**Action item**
Some lines in the entries contain the word "mutex". Copy all of them.

(Collected data entries)
++++++++
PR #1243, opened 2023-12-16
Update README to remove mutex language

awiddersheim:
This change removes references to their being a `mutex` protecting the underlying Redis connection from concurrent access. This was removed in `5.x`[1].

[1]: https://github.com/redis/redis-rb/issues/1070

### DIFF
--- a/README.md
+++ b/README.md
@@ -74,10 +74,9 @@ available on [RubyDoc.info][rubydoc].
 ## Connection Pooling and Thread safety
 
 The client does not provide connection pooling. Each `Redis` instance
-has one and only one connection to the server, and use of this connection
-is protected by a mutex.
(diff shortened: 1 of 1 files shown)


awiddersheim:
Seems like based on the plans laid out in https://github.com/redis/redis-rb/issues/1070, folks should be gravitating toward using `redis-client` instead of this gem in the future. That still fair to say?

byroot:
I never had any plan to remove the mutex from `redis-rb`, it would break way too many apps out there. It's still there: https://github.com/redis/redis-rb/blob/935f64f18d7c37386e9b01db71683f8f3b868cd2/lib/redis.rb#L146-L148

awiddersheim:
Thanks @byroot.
++++++++
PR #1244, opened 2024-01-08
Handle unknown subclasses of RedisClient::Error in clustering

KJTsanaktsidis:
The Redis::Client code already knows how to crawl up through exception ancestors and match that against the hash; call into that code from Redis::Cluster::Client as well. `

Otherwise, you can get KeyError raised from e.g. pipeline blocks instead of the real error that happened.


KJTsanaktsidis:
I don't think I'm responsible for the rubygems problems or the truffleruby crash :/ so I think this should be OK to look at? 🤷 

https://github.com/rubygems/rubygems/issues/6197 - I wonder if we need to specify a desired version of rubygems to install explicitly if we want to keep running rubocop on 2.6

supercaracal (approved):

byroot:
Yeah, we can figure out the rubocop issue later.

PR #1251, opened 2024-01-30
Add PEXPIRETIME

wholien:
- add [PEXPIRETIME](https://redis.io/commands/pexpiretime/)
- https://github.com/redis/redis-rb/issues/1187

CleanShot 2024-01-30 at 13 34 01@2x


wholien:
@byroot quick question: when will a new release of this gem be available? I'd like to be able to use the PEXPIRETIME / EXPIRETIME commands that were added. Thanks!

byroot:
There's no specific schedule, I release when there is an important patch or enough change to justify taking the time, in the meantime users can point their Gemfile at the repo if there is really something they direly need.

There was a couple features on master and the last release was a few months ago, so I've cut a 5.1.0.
++++++++
**Solved exercise**
Update README to remove mutex language
This change removes references to their being a `mutex` protecting the underlying Redis connection from concurrent access. This was removed in `5.x`[1].
-is protected by a mutex.
I never had any plan to remove the mutex from `redis-rb`, it would break way too many apps out there. It's still there: https://github.com/redis/redis-rb/blob/935f64f18d7c37386e9b01db71683f8f3b868cd2/lib/redis.rb#L146-L148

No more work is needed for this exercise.